> _HOW TO COMPLETE THIS TASK_
Go through the records below and return each line that has "they" in it.

++++ MATERIAL SUPPLIED

PR #997, opened 2021-12-23
Fix wallet build instructions

tommyv1987:
- Supplying the .env file requirement


nym-wallet/.env.sample
```diff
@@ -1,4 +1,4 @@
 MAJOR_CURRENCY=nymt
 MINOR_CURRENCY=unymt
-ADMIN_ADDRESS=nymt1a586lvexy7ahva8h27fp6h8ds8taea6p95w3vx
```
neacsu, line 3: Why do we want to remove the admin address too?

neacsu (approved):

PR #1004, opened 2022-01-03
Feature/fix gateway sign

neacsu:
Remove the implicit derivation of the wallet address from the stored mnemonic for gateways. The reason for this is that the cosmos mnemonic that is asked at init is for the address that gets rewarded for gateway usage. Since that address is not necessarily set now and it can take a default value (see the `eth` feature flag), we won't be using that to derive the address in the signing process, but rather go with the same flow as for the mixnode.

A slightly different approach would be to use the wallet address that we already set at `init`, for both gateway and mixnode, by moving some code around, if we want that functionality. I personally think that would make the `sign` command less flexible, but I'm open to suggestions.

### DIFF
--- a/gateway/src/commands/mod.rs
+++ b/gateway/src/commands/mod.rs
@@ -148,3 +148,22 @@ pub(crate) fn validate_bech32_address_or_exit(address: &str) {
         process::exit(1);
     }
 }
+
+// this only checks compatibility between config the binary. It does not take into consideration
+// network version. It might do so in the future.
+pub(crate) fn version_check(cfg: &Config) -> bool {
+    let binary_version = env!("CARGO_PKG_VERSION");
+    let config_version = cfg.get_version();
+    if binary_version != config_version {
+        log::warn!("The gateway binary has different version than what is specified in config file! {} and {}", binary_version, config_version);
+        if version_checker::is_minor_version_compatible(binary_version, config_version) {
+            log::info!("but they are still semver compatible. However, consider running the `upgrade` command");
+            true
+        } else {
+            log::error!("and they are semver incompatible! - please run the `upgrade` command before attempting `run` again");
+            false
+        }
+    } else {
+        true
+    }
+}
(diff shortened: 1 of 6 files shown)


jstuczyn:
> The reason for this is that the cosmos mnemonic that is asked at init is for the address that gets rewarded for gateway usage.
Isn't it the case that this address should be the same as the one set for bonding?

jstuczyn (approved):

neacsu:
> The reason for this is that the cosmos mnemonic that is asked at init is for the address that gets rewarded for gateway usage.
>> Isn't it the case that this address should be the same as the one set for bonding?

In theory, yes, but since we have a workaround for getting bandwidth now, it's not :) When we remove the workaround (probably at the same time when we go full coconut), there won't be any reason for them not to be the same I think.

jstuczyn:
> > The reason for this is that the cosmos mnemonic that is asked at init is for the address that gets rewarded for gateway usage.
> > > Isn't it the case that this address should be the same as the one set for bonding?
> 
> In theory, yes, but since we have a workaround for getting bandwidth now, it's not :) When we remove the workaround (probably at the same time when we go full coconut), there won't be any reason for them not to be the same I think.

I see. But isn't it the case that (in theory), when somebody decides to run gateway in non-testnet mode and without coconut, he's asked for the mnemonic and at this point we can actually derive the address to verify whether it matches the other argument (i.e. address used for bonding)? Note: this is just a hypothetical question, not something we really have to worry about : )

neacsu:
> > > The reason for this is that the cosmos mnemonic that is asked at init is for the address that gets rewarded for gateway usage.
> > > > Isn't it the case that this address should be the same as the one set for bonding?
> > 
> > 
> > In theory, yes, but since we have a workaround for getting bandwidth now, it's not :) When we remove the workaround (probably at the same time when we go full coconut), there won't be any reason for them not to be the same I think.
> 
> I see. But isn't it the case that (in theory), when somebody decides to run gateway in non-testnet mode and without coconut, he's asked for the mnemonic and at this point we can actually derive the address to verify whether it matches the other argument (i.e. address used for bonding)? Note: this is just a hypothetical question, not something we really have to worry about : )

Yes, that would be a nice double check to have in place

PR #1007, opened 2022-01-04
Feature/new example readmes

mfahampshire:


clients/native/examples/README.md
```diff
@@ -0,0 +1,48 @@
+# Nym Desktop Client Code Examples 
+
+This directory contains example code for javascript, python, and rust. Please note that **none of these examples are production-ready**, and are included really just to show how the client interacts with the Nym system. 
+
+> Make sure that you have an instance of the `nym-client` set up and running locally on port 1977 before trying to run any of these examples.
```
jstuczyn, line 5: Could it be worth to mention that port `1977` is the default one, so that people wouldn't be confused trying to figure out how to make the client run on that particular port?

clients/native/examples/README.md
```diff
@@ -0,0 +1,48 @@
+# Nym Desktop Client Code Examples 
+
+This directory contains example code for javascript, python, and rust. Please note that **none of these examples are production-ready**, and are included really just to show how the client interacts with the Nym system. 
+
+> Make sure that you have an instance of the `nym-client` set up and running locally on port 1977 before trying to run any of these examples. 
+
+## Go
```
jstuczyn, line 7: I think when I was writing those example way back, my idea was to have a `binarysend` and `textsend` files that would be responsible for sending binary and text data respectively for each of the languages, i.e. Python, Go and Rust.  One important note is that if you look into each file, each of those examples has 2 methods in its `main`: `sendWithReply` and `sendWithoutReply` which basically also demonstrate use of SURBs. However, in each case one of them is commented out. I can't remember the exact reason for it, I think I wanted to avoid executing the same thing twice? Not sure.
But what I'm getting to is that we could have exactly the same README bit for all those 3 languages since the behaviour should be identical.

Javascript works differently, because of course it does....

jstuczyn (changes requested):
Few more notes:
- you accidentally included the go's binary to the version control, i.e. `clients/native/examples/go-examples/websocket/binary/binary`
- if you can be bothered (and honestly it's a super low priority), perhaps we could use the same `dummy_file` for all examples?
- again, assuming you have nothing else to do, perhaps those examples could be further split into `text_send_with_reply`, `text_send_without_reply`, `binary_send_with_reply` and `binary_send_without_reply`?

PR #1008, opened 2022-01-05
Feature/configure profit

neacsu:


common/client-libs/validator-client/src/nymd/mod.rs
```diff
@@ -773,6 +773,31 @@ impl<C> NymdClient<C> {
             .await
     }
 
+    /// Update the configuration of a mixnode. Right now, only possible for profit margin.
```
jstuczyn, line 776: So since you can only update profit margin, perhaps the operation itself should be called `UpdateProfitMargin`?

contracts/mixnet/src/mixnodes/transactions.rs
```diff
@@ -204,6 +204,40 @@ pub(crate) fn _try_remove_mixnode(
...
+    // We don't have to check lower bound as its an u8
+    if profit_margin_percent > 100 {
+        return Err(ContractError::InvalidProfitMarginPercent(
+            profit_margin_percent,
+        ));
+    }
+
+    storage::mixnodes().update(deps.storage, &mix_identity, |mixnode_bond_opt| {
+        mixnode_bond_opt
+            .map(|mut mixnode_bond| {
```
jstuczyn, line 232: Shouldn't we also update the mixnode `bond_height` so that somebody wouldn't attempt to change their profit margin just before rewards are distributed and thus scam all of their delegators?

common/client-libs/validator-client/src/nymd/mod.rs
neacsu: I've named it like that so that we can update other stuff as well in the future, so it should be more generic then just profit margin.

contracts/mixnet/src/mixnodes/transactions.rs
neacsu: I think you're right, I'll modify that as well.

jstuczyn (approved):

++++++++

> _ANSWER TO THE PROBLEM_
+            log::info!("but they are still semver compatible. However, consider running the `upgrade` command");
+            log::error!("and they are semver incompatible! - please run the `upgrade` command before attempting `run` again");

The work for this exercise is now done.